The Tax Court has denied a claimed charitable deduction of $33,019,000 by RERI Holdings, whose principal investor is Miami Dolphins owner Stephen Ross.
On its 2003 tax return, RERI Holdings claimed a charitable contribution deduction for the transfer of a noncash asset—a remainder interest in property—to the University of Michigan. RERI had paid $2.95 million in March 2002 to acquire the remainder interest, with an agreement that provided covenants intended to preserve the value of the property, but which also limited the remedy available to the holder of the remainder interest for a breach of those covenants to immediate possession of the property.
The covenants provided that in no event would the holder of the corresponding term interest be liable for damages to the holder of the remainder interest. The Form 8283, Noncash Charitable Contributions, that RERI attached to its return provided the date and manner of its acquisition of the contributed remainder interest but left blank the space for the “donor’s cost or other adjusted basis.”
In its FPAA (final partnership administrative adjustment), the IRS reduced RERI’s claimed charitable contribution deduction on the ground that the contributed property was worth only $3,900,000. In an amendment, the IRS asserted that RERI was not entitled to any deduction for its contribution because the transaction was a sham or lacked economic substance or, alternatively, that RERI’s deduction should be limited to the amount, $1,940,000, which the university realized on its sale of the contributed property.

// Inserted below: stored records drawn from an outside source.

PR #705, opened 2021-03-01
2.7.0: update release section

joshmoore:
Prepares the release notes for a version before merging more v3 specific code, during which `master` will be in a pre-release state (`.devX`, `.betaY`, etc.)

Also fixes two build issues which are making recent PRs fail:
 * duplicate block in `releases.yml` likely introduced during conflict resolution
 * moto recently went to 2.0 and now requires `moto[server]` for installation

### DIFF
--- a/.github/workflows/releases.yml
+++ b/.github/workflows/releases.yml
@@ -3,6 +3,7 @@ name: Wheels
 on: [push, pull_request]
 
 jobs:
+
   build_artifacts:
     name: Build wheel on ubuntu-latest
     runs-on: ubuntu-latest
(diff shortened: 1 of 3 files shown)


joshmoore:
First draft. Open to suggestions (especially around whether or not explanation of all the intermediate GHA PRs)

In a second amendment to its answer, the IRS asserted RERI’s claimed deduction resulted in a “gross valuation misstatement” within the meaning of Code section 6662(h)(2).

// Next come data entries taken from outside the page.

PR #709, opened 2021-03-11
[WIP] Expand (and pass) nested FSStore tests

d-v-b:
This PR adds tests to `FSStore(..., key_separator="/")`. The first test checks that writing to a zarr array backed by a nested FSStore succeeds. This test fails without changes to `FSStore.getitems` -- the original `getitems` implementation normalizes keys, calls `self.map.getitems(normalized_keys)`, and returns a dict with those normalized keys. It seems that the code calling `FSStore.getitems()` may not recognize these keys and thus discard all the values, producing an array with only fill value. I modified `FSStore.getitems` to return a dict with the input keys.   

This PR also expands on a second test (reading the same array with a separate store instance) which currently fails. I will try to get this second test passing, but any pointers would be appreciated. cc @martindurant 

TODO:

### DIFF
--- a/zarr/storage.py
+++ b/zarr/storage.py
@@ -1117,9 +1117,26 @@ class FSStore(MutableMapping):
     def listdir(self, path=None):
         dir_path = self.dir_path(path)
         try:
-            out = sorted(p.rstrip('/').rsplit('/', 1)[-1]
-                         for p in self.fs.ls(dir_path, detail=False))
-            return out
+            children = sorted(p.rstrip('/').rsplit('/', 1)[-1]
+                              for p in self.fs.ls(dir_path, detail=False))
+            if self.key_separator == '/':
+                if array_meta_key in children:
+                    # special handling of directories containing an array to map nested chunk
+                    # keys back to standard chunk keys
+                    new_children = []
+                    root_path = self.dir_path(path)
+                    for entry in children:
+                        entry_path = os.path.join(root_path, entry)
+                        if _prog_number.match(entry) and self.fs.isdir(entry_path):
+                            for dir_path, _, file_names in self.fs.walk(entry_path):
+                                for file_name in file_names:
+                                    file_path = os.path.join(dir_path, file_name)
+                                    rel_path = file_path.split(root_path)[1]
+                                    new_children.append(rel_path.replace(os.path.sep, '.'))
+                        else:
+                            new_children.append(entry)
+                    return sorted(new_children)
+            return children
         except IOError:
             return []
 
@@ -2592,6 +2609,7 @@ class RedisStore(MutableMapping):
         Keyword arguments passed through to the `redis.Redis` function.
 
     """
+
     def __init__(self, prefix='zarr', **kwargs):
         import redis
         self._prefix = prefix
@@ -2677,6 +2695,7 @@ class ConsolidatedMetadataStore(MutableMapping):
     zarr.convenience.consolidate_metadata, zarr.convenience.open_consolidated
 
     """
+
     def __init__(self, store, metadata_key='.zmetadata'):
         self.store = store
 
--- a/zarr/storage.py
+++ b/zarr/storage.py
@@ -1051,11 +1051,8 @@ class FSStore(MutableMapping):
         return key.lower() if self.normalize_keys else key
 
     def getitems(self, keys, **kwargs):
-        keys_transformed = [self._normalize_key(key) for key in keys]
-        results = self.map.getitems(keys_transformed, on_error="omit")
-        # The function calling this method may not recognize the transformed keys
-        # So we send the values returned by self.map.getitems back with the input keys.
-        return {keys[keys_transformed.index(rk)]: rv for rk, rv in results.items()}
+        keys = [self._normalize_key(key) for key in keys]
+        return self.map.getitems(keys, on_error="omit")
 
     def __getitem__(self, key):
         key = self._normalize_key(key)
--- a/zarr/storage.py
+++ b/zarr/storage.py
@@ -1119,7 +1119,9 @@ class FSStore(MutableMapping):
         try:
             children = sorted(p.rstrip('/').rsplit('/', 1)[-1]
                               for p in self.fs.ls(dir_path, detail=False))
-            if self.key_separator == '/':
+            if self.key_separator != "/":
+                return children
+            else:
                 if array_meta_key in children:
                     # special handling of directories containing an array to map nested chunk
                     # keys back to standard chunk keys
@@ -1136,7 +1138,8 @@ class FSStore(MutableMapping):
                         else:
                             new_children.append(entry)
                     return sorted(new_children)
-            return children
+                else:
+                    return children
         except IOError:
             return []
 
--- a/zarr/storage.py
+++ b/zarr/storage.py
@@ -1130,11 +1130,10 @@ class FSStore(MutableMapping):
                     for entry in children:
                         entry_path = os.path.join(root_path, entry)
                         if _prog_number.match(entry) and self.fs.isdir(entry_path):
-                            for dir_path, _, file_names in self.fs.walk(entry_path):
-                                for file_name in file_names:
-                                    file_path = os.path.join(dir_path, file_name)
-                                    rel_path = file_path.split(root_path)[1]
-                                    new_children.append(rel_path.replace(os.path.sep, '.'))
+                            for file_name in self.fs.find(entry_path):
+                                file_path = os.path.join(dir_path, file_name)
+                                rel_path = file_path.split(root_path)[1]
+                                new_children.append(rel_path.replace(os.path.sep, '.'))
                         else:
                             new_children.append(entry)
                     return sorted(new_children)
--- a/zarr/storage.py
+++ b/zarr/storage.py
@@ -1051,8 +1051,11 @@ class FSStore(MutableMapping):
         return key.lower() if self.normalize_keys else key
 
     def getitems(self, keys, **kwargs):
-        keys = [self._normalize_key(key) for key in keys]
-        return self.map.getitems(keys, on_error="omit")
+        keys_transformed = [self._normalize_key(key) for key in keys]
+        results = self.map.getitems(keys_transformed, on_error="omit")
+        # The function calling this method may not recognize the transformed keys
+        # So we send the values returned by self.map.getitems back with the input keys.
+        return {keys[keys_transformed.index(rk)]: rv for rk, rv in results.items()}
 
     def __getitem__(self, key):
         key = self._normalize_key(key)
--- a/zarr/tests/test_core.py
+++ b/zarr/tests/test_core.py
@@ -35,8 +35,9 @@ from zarr.storage import (
 from zarr.util import buffer_size
 from zarr.tests.util import skip_test_env_var, have_fsspec
 
-
 # noinspection PyMethodMayBeStatic
+
+
 class TestArray(unittest.TestCase):
 
     def test_array_init(self):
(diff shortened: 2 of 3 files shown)


martindurant:
Ping me when I should have a look

d-v-b:
Don't look too closely at the git history, it reflects my confusion as I try to understand what is getting tested where :)

I would like some input on how best to parameterize `test_core.TestArrayWithFSStore` over `key_separators`, since there are multiple test classes that would be affected by this and I would rather not duplicate a ton of code. It seems that classes that inherit from `unitttest.testcase`, e.g. `TestArray`, only have methods that take no arguments, so the `key_separator` cannot be passed as an argument to methods like `test_hexdigest`. I don't know pytest well enough to see a simple solution that doesn't involve a lot of copy + paste.

cc @martindurant

joshmoore:
I thought the fixture-based style in https://github.com/zarr-developers/zarr-python/pull/417 was pretty intuitive.

d-v-b:
I think this is ready to look at. Instead of making any big changes to the testing architecture I just went with the flow and added two more subclasses of `TestArray` in `test_core.py` -- `TestArrayWithFSStoreNested` and `TestArrayWithFSStoreNestedPartialRead`. Getting tests to pass for `TestArrayWithFSStoreNested` required changing `FSStore.getitems` and `FSStore.listdir`, and both changes bridge the "."-separated chunk keys used in the core zarr api to the "/" separated keys of the storage implementation. 

Additionally, there are a bunch of failing tests for `TestArrayWithFSStoreNestedPartialRead`, which are due to the same issue -- code is looking for "."-separated keys where there are none. But I don't have a fix for those failing tests at the moment, since the partial read codebase is more opaque to me.

cc @martindurant

martindurant:
Is https://github.com/pydata/xarray/issues/5028 related, perhaps?

d-v-b:
I think that xarray issue is caused by the default use of `fsstore._normalize_keys`, which only changes  

> Is [pydata/xarray#5028](https://github.com/pydata/xarray/issues/5028) related, perhaps?

I think that issue is only mildly related, it's due to this line in https://github.com/zarr-developers/zarr-python/blob/master/zarr/storage.py#L1051 in conjunction with `normalize_keys=True` in the `fsstore` constructor.

martindurant:
I'm not sure what the argument for normalize to be True versus False by default. Are you saying that it ought to be an obvious way to pass the argument down?

d-v-b:
> I'm not sure what the argument for normalize to be True versus False by default. Are you saying that it ought to be an obvious way to pass the argument down?

I don't really have an opinion on that... I think the upper case vs lower case thing is orthogonal to this PR -- the issues I tried to fix in this PR turn on "0.0.0" vs "0/0/0" for chunk keys.

zarr/storage.py
```diff
@@ -1114,9 +1117,26 @@ def dir_path(self, path=None):
...
+                              for p in self.fs.ls(dir_path, detail=False))
+            if self.key_separator == '/':
+                if array_meta_key in children:
+                    # special handling of directories containing an array to map nested chunk
+                    # keys back to standard chunk keys
+                    new_children = []
+                    root_path = self.dir_path(path)
+                    for entry in children:
+                        entry_path = os.path.join(root_path, entry)
+                        if _prog_number.match(entry) and self.fs.isdir(entry_path):
```
martindurant, line 1130: Perhaps `ls.find` would be simpler here?

zarr/storage.py
```diff
@@ -1114,9 +1117,26 @@ def dir_path(self, path=None):
     def listdir(self, path=None):
         dir_path = self.dir_path(path)
         try:
-            out = sorted(p.rstrip('/').rsplit('/', 1)[-1]
-                         for p in self.fs.ls(dir_path, detail=False))
-            return out
+            children = sorted(p.rstrip('/').rsplit('/', 1)[-1]
+                              for p in self.fs.ls(dir_path, detail=False))
+            if self.key_separator == '/':
```
martindurant, line 1122: Maybe simpler to invert the test and return `children` here, being closer to the original and the more common path

martindurant (commented):
I am OK with the changes to FSStore.
I note many "added line not covered" notes in the diff.

zarr/storage.py
d-v-b: can you elaborate? (and do you mean `list.find`)? 

Also, this code largely copied from the same method on `NestedDirectoryStore`: https://github.com/zarr-developers/zarr-python/blob/17728e86ecbcb38778cdd7b0f2e8d430a878de5a/zarr/storage.py#L1276, so if there's a cleaner way to do this then maybe I could put together a PR that cleans up `FSStore` and `NestedDirectoryStore` together.

martindurant: Sorry, I meant `fs.find`. We happen to know for fsspec implementations that this will exist, and sometimes it is more performant that walking the directory tree. `NestedDirectoryStore` probably doesn't have such a function, and walking the tree is the best you can do for local files anyway.

zarr/storage.py
d-v-b: good idea! implemented in babd76a78b53277c98917051a0cfbbc8728f0452

zarr/storage.py
d-v-b: using `fs.find` does clean things up a bit: see b679c08cc637e369a73625feddb42c7a956307e6

d-v-b:
I'm not sure what to make of the test coverage warnings, since I'm not changing the API at all, and some of the lines of code being flagged are inside the tests themselves. I do note that `store.getitems` appears untested, should I add tests for that in `test_storage`?

martindurant:
> I do note that store.getitems appears untested, should I add tests for that in test_storage

If this is the case, then yes; the intent was definitely to test it, and previously we required ==100% coverage.

joshmoore:
Final commit doesn't appear to have triggered. Trying a re-open.

jakirkham:
cc @grlee77

joshmoore:
I've rebased and added the tests from #718. Looks like there are test failures from partial reads (#667)

cc: @andrewfulton9

grlee77:
The one test failure in the non-nested FSStore `test_hexdigest` ([see here](https://github.com/zarr-developers/zarr-python/runs/2473284874?check_suite_focus=true#step:7:74)) seems to be due to the addition of a `dimension_separator` attribute in `.zarray`.

The being tested hex would match for the .zattr below if the line containin `dimension_separator` was removed. (For `DirectoryStore`, there is not `dimension_separator` entry):
```
{
    "chunks": [
        100
    ],
    "compressor": {
        "blocksize": 0,
        "clevel": 5,
        "cname": "lz4",
        "id": "blosc",
        "shuffle": 1
    },
    "dimension_separator": ".",
    "dtype": "<i4",
    "fill_value": null,
    "filters": null,
    "order": "C",
    "shape": [
        1050
    ],
    "zarr_format": 2
}
```

grlee77:
Note that if the `FSStore` is initialized without a `key_separator` kwarg being passed in (as is the case in `TestArrayWithFSStorePartialRead`), then there is no `dimension_separator` entry in the `.zarray`. Is this the expected behavior, or should a `dimension_separator` entry always be present?

joshmoore:
@grlee77 : the initial commits tried deprecating key_separator and always storing dimension_separator. Always storing dimension_separator, however, led to more changes in the `hexdigest()` value for existing datasets. I wasn't sure of the overall impact of that. Since `dimension_separator` could then be `None`, I needed something that could be guaranteed non-`None`, and that's `key_separator`. That's a reversible chain that could likely use some more discussion.

grlee77:
The remaining test nested FSStore failures not related to hex digests are resolved if the `key_path` attribute of `zarr.util.PartialReadBuffer` is updated to take into account '.' -> '/' in the nested case:

For example, switching the current:
```Python
        self.store_key = self.map._key_to_str(store_key)
```
to
```Python
        _key_path = self.map._key_to_str(store_key)
        _key_path = _key_path.split('/')
        _key_path = '/'.join(_key_path[:-1] + [self.chunk_store._normalize_key(_key_path[-1])])
        self.key_path = _key_path
```

works, but that is just the quick hack I came up with during debugging and I haven't looked to closely to see where this fix should actually live. recommendations?

joshmoore:
@grlee77, it doesn't look insane 🙂 and if all current tests (incl. yours) are happy, I'd say it's an improvement. Based on @d-v-b's [earlier evaluation](https://github.com/zarr-developers/zarr-python/pull/718#issuecomment-829515181), it seems like we want a clearer delineation between keys as used in storage.py and core.py, where the former _can_ use "/" and the latter _never_ users "/" (?). `PartialReadBuffer` is only used in core.py, but I don't know where partial read perhaps is _also_ a leaky abstraction. Lots of moving parts.

joshmoore:
@d-v-b : any thoughts on @grlee77's proposal? I imagine a 2.9.0 could go out [soon](https://github.com/zarr-developers/zarr-python/pull/725) and it'd be nice to include this (or have it beforehand in a 2.8.2).

d-v-b:
Disclaimer: I don't know anything at all about the partial read functionality. That being said, it looks like the function in question (`zarr.util.PartialReadBuffer`) is operating at the storage level, i.e. it's working with real keys to objects on a file system. In that case the proposed change doesn't raise any red flags from me.

joshmoore:
Ok. Pushed @grlee77's fix as well as hexdigest fixes. Let's see if we can get it all green!

joshmoore:
_Whew!_

andrewfulton9:
I think what's happening with the `PartialReadBuffer` is that its using the mapper class to rebuild the full path to the file in the storage system so that it can use `fs.read_block`, to only read a part of the file, instead of using `FSMap` to get the file. I think that maybe when I tested that PR, I didn't account for store_keys having a leading '/' which is why @grlee77 had to make the above changes to make it pass. 

The code below would also work for fixing the issue, but I haven't tested it, and the above fix works fine too I think.
``` python
self.key_path = self.map._key_to_str(self.chunk_store._normalize_key(store_key))
```

joshmoore:
Can confirm that the tests pass with @andrewfulton9's version as well.

zarr/storage.py
```diff
@@ -1144,9 +1147,28 @@ def dir_path(self, path=None):
...
-            out = sorted(p.rstrip('/').rsplit('/', 1)[-1]
-                         for p in self.fs.ls(dir_path, detail=False))
-            return out
+            children = sorted(p.rstrip('/').rsplit('/', 1)[-1]
+                              for p in self.fs.ls(dir_path, detail=False))
+            if self.key_separator != "/":
+                return children
+            else:
+                if array_meta_key in children:
+                    # special handling of directories containing an array to map nested chunk
```
joshmoore, line 1156: @martindurant: can you comment if this matches your expectations?

joshmoore:
@martindurant: this is perhaps a bit out of scope for this PR since it's specifically focused on `FSStore` but in case we want to re-evaluate at which level `dimension_separator` needs to be applied, I just realized that this doesn't work:

```
import zarr as zr
import dask.array as da

z = zr.storage.FSStore(
    "foo.zarr",
    dimension_separator="/",
    auto_mkdir=True,
    mode="w",
)
a = zr.creation.array(store=z, data=[range(4) for x in range(4)])

# Passes
base = da.from_zarr(z, "")
m = base.max().compute()
assert m == 3, m

# Fails, since `FSStore` is not used but only FSMap
base = da.from_zarr("foo.zarr")
m = base.max().compute()
assert m == 3, m
```

cc: @will-moore

zarr/storage.py
joshmoore: @martindurant : any thoughts?

martindurant: OK, now I have reminded myself  what it's doing, and I suppose this is reasonable. As to it's accuracy in all cases, I can only guess it looks right.

It makes you wonder how useful `listdir` actually if for the case of `fsspec`. I suppose it remains true that a user might want to start exploring a dataset at some high-level group and descend to a specific array, yet make sure they never list the entire set of files (which could be expensive).

joshmoore: Thanks, @martindurant. I'm going to take that as a :thumbsup: and get this into a 2.8.1 release. It seems that this may be something that needs a re-evaluation down the line.

joshmoore (approved):

joshmoore:
I've migrated the `da.from_zarr` issue to https://github.com/dask/dask/issues/7673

The Tax Court held in the case, RERI Holdings I, LLC v. CIR, 149 T.C. No. 1, that RERI’s omission from its Form 8283 of its cost or other adjusted basis in the contributed remainder interest violated the substantiation requirement of Reg. section 1.170A-13(c(4)(ii)(E).

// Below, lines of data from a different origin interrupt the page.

Issue #707, opened 2021-03-05
Nested storage detection in Zarr V2


joshmoore:
see: https://github.com/ome/ngff/issues/29 and https://github.com/bcdev/jzarr/pull/17

In order to better handle Zarr arrays created with `NestedDirectoryStorage` or `FSStore(key_separator="/")`, SabineEmbacher  and I have been working on a "protocol heuristic" that can be used by V2 implementations to detect nested chunking rather than requiring the user to specify it correctly.

**tl;dr: This proposes a new key for `.zarray` which it would be good to have feedback on.**

----

### Proposal 

When creating a zarr array:

 * add to .zarray json: `{"dimension_separator": "/"}`
 * always write a 0-position chunk

When opening an array:

 * try to read the separator character from the .zarray json
 * if not available, try to find a 0-position chunk
 * if not available, at every read action try to find chunks with both standard variants until the situation is clarified. (Standard separator list `["/", "."]`)

----

### Points for discussion:
 * The name `dimension_separator` differs from the code implementation `key_separator` to reduce confusion about whether _every_ separator in the key name is effected.
 * There has been some discussion (community call, gitter) about whether or not "/" could become the default.
 * Is an addition to the .zarray metadata sufficiently low impact to be rolled into v2?

SabineEmbacher:
Thoughts on the name of the separator:
What the separator separates is the respective chunk index per dimension.
See https://github.com/bcdev/jzarr/discussions/19 and https://github.com/bcdev/jzarr/pull/17#issuecomment-788730222 and

Therefore the following suggestions:

- chunk_index_separator
- chunk_index_sep
- chunk_idx_separator
- chunk_idx_sep

jbms:
One issue with the detection protocol is that it does not work when writing.  While auto-detection is nice it might be better to just assume "." unless the metadata key is present --- any existing arrays could be fixed up, and hopefully all future arrays would have the metadata key.  That avoids the added complexity (and inefficiency) of auto-detection.

joshmoore:
Hi @jbms. You mean a `mode="a"`-style writing? If so, I see the problem. I had initially intended the auto-detection only as a means of not needing to "standardize" a new key. Then I got greedy and went for both. Anyone else have thoughts?

In the case of a `mode="w"` situation I would assume the writer simply *asserts* where it will write.

> any existing arrays could be fixed up, and hopefully all future arrays would have the metadata key.

[...]

PR #715, opened 2021-04-08
v2 spec: add optional dimension_separator (see #707)

joshmoore:
Various implementations allow for defining the separator between the
dimension indexes when writing chunks:

 * n5-zarr defines a `dimensionSeparator` parameter;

“Congress intended the new substantiation requirements [in the Deficit Reduction Act of 1984] to alert the Commissioner to potential overvaluations of contributed property and thus deter taxpayers from claiming excessive deductions,” the Tax Court stated. Because omission of that information prevented the Form 8283 from achieving its intended purpose, the Tax Court said the omission could not be excused on the grounds of substantial compliance. And since RERI failed to comply, either strictly or substantially, with the requirements of Reg. sec. 1.170A-13(c)(2), the court denied the claimed deduction in full.